As for strike - if you bail from my strike for a 'family emergency,' it better be accompanied by an adult speaking with me. Skipping out on strike guarantees that an individual won't do another show with me, unless there's a very good reason. Skip out more than once for supposed issues and we're done. Everyone has legitimate issues, but those issues seldom happen the last night of a show.


----------



## photoatdv (Dec 24, 2008)

His excuses for missing strike that I can remember have been:
1. My girlfriend wants to go to the cast party, so I have to leave.
2. My mom called and I think something's wrong, so I have to leave
3. I have the SATs tomorrow (we said he could leave as soon as we finished pulling the rented stuff from the flies b/c we needed 2 people on deck and 2 on the loading dock and he was our 4th crew member, but he left anyway)

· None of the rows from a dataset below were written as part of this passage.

PR #89251, opened 2021-09-25
Detect when negative literal indices are used and suggest appropriate code

estebank:


NieDzejkob:
Suggested test case (no error should trigger):

```rust
use core::ops::Index;
struct X;
impl Index<i32> for X {
    type Output = ();
    
    fn index(&self, _: i32) -> &() {
        &()
    }
}

fn main() {
    X[-1];
}
```

estebank:
@NieDzejkob added your case to the test.

compiler/rustc_typeck/src/check/place_op.rs
```diff
@@ -73,6 +76,7 @@ impl<'a, 'tcx> FnCtxt<'a, 'tcx> {
         base_expr: &hir::Expr<'_>,
         autoderef: &Autoderef<'a, 'tcx>,
         index_ty: Ty<'tcx>,
+        idx_expr: &hir::Expr<'_>,
```
davidtwco, line 79: nit: looks like in other functions, the type argument follows the corresponding expression argument, and this might be more consistently named `index_expr` in this function

compiler/rustc_typeck/src/check/place_op.rs
```diff
@@ -82,6 +86,53 @@ impl<'a, 'tcx> FnCtxt<'a, 'tcx> {
...
+                &format!("cannot use a negative integer for indexing on `{}`", ty),
+            );
+            if let (hir::ExprKind::Path(..), Ok(snippet)) =
+                (&base_expr.kind, self.tcx.sess.source_map().span_to_snippet(base_expr.span))
+            {
+                // `foo[-1]` to `foo[foo.len() - 1]`
+                err.span_suggestion_verbose(
+                    idx_expr.span.shrink_to_lo(),
+                    &format!(
+                        "if you wanted to access an element starting from the end of the `{}`, you \
```
davidtwco, line 106:
```suggestion
                        "to access an element starting from the end of the `{}`, compute the index"
```
nit: this wording is more concise

compiler/rustc_typeck/src/check/place_op.rs
```diff
@@ -82,6 +86,53 @@ impl<'a, 'tcx> FnCtxt<'a, 'tcx> {
             expr, base_expr, adjusted_ty, index_ty
         );
 
+        let negative_index = || {
```
davidtwco, line 89: Could you add a sibling function for this logic rather than a closure? It's nice if we can keep the diagnostic logic as off-to-the-side as possible and out of the main functions so as not to impede understanding of the function's purpose.

davidtwco (changes requested):
This is looking really good, some minor changes. r=me after fixing.

PR #32586, opened 2016-03-29
specialize ToString for str

seanmonstar:
If there was some conditional compiling we could do, such that this impl only exists in nightly, and is turned off in beta/stable, I think that'd be an improvement here, as we could test specialization out without affecting stable builds.

PR #89253, opened 2021-09-25
Hide `ToString` specializations behind a private trait

SkiFire13:
Normally we use private traits for specializing `impl`s but `ToString`'s were public and the original PR #32586 doesn't seem to have a reason for this. This PR moves those impls to a hidden perma-unstable `SpecToString` trait (I would have made it private if `proc_macro` didn't have to specialize it too) and delegates to it, leaving only the `impl<T: fmt::Display + ?Sized> ToStringSpec for T` as public.

### DIFF
--- a/library/alloc/src/string.rs
+++ b/library/alloc/src/string.rs
@@ -2375,7 +2375,22 @@ impl<T: fmt::Display + ?Sized> ToString for T {
     // See <https://github.com/rust-lang/rust/pull/74852>, the last attempt
     // to try to remove it.
     #[inline]
-    default fn to_string(&self) -> String {
+    fn to_string(&self) -> String {
+        SpecToString::spec_to_string(self)
+    }
+}
+
+#[unstable(issue = "none", feature = "spec_to_string")]
+#[doc(hidden)]
+pub trait SpecToString {
+    fn spec_to_string(&self) -> String;
+}
+
+#[cfg(not(no_global_oom_handling))]
+#[unstable(issue = "none", feature = "spec_to_string")]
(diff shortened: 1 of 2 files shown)


kennytm:
but isn't `proc_macro` specializing `ToString` an example why the `default fn` should be kept public 🤔

SkiFire13:
`proc_macro` will still use the specialized version, just not publicly

kennytm:
actually https://github.com/rust-lang/rust/pull/32586#issuecomment-204292183 questioned the rationale of making `ToString` publicly specializable, the response was

> Very good question. We talked about this some in a recent libs meeting -- ultimately, we're going to want a conventions RFC here, I think. But it's hard to get there without some experimentation first.

what i interpret is that there's no preference in wanting either way. afaik no conventions RFC exists yet. has any experimentation been done?

&nbsp;

IMO creating a private-but-actually-public `SpecToString` trait to hide away the specialization possibility does not provide much benefits over keeping `ToString` specializable, as long as #31844 `min_specialization` is still unstable.

SkiFire13:
> what i interpret is that there's no preference in wanting either way. afaik no conventions RFC exists yet

While not technically being an RFC, the std-dev-guide specifies that specialization should use private traits https://std-dev-guide.rust-lang.org/code-considerations/using-unstable-lang/specialization.html

> IMO creating a private-but-actually-public SpecToString trait to hide away the specialization possibility does not provide much benefits over keeping ToString specializable, as long as #31844 min_specialization is still unstable.

I agree with that, however at least the change makes it consistent with how specialization is handled in the rest of the stdlib.

PR #89301, opened 2021-09-27
Add `is_absent` and `is_unicode_error` to VarError

### LINKED ISSUE #89302: Tracking Issue for `varerror_methods`
Feature gate: `#![feature(varerror_methods)]`

This is a tracking issue for the `varerror_methods` feature that adds two methods to `std::env::VarError`:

As far as the curtain thing, we were working on a dance show with a pro LD and both of us wanted to get a chance to watch him one of the nights. So we decided (with teacher and TD approval), that I'd SM 1st dress and 1st show and he'd SM 2nd dress and 2nd show. Well the 2nd dress was canceled, and when we got to 2nd show, he claimed he needed me as a flyman because he wasn't comfortable with the cues (open curtain when the director tells you, close it when she tells you!). Of course everyone fell for it...


----------



## derekleffew (Dec 24, 2008)

Thread moved to Education forum.

Echoing what Sayen said: In the professional world, we have a "No call/No show" policy. First offense results in a written warning. Second offense results in separation from the company. Period.


----------



## soundlight (Dec 24, 2008)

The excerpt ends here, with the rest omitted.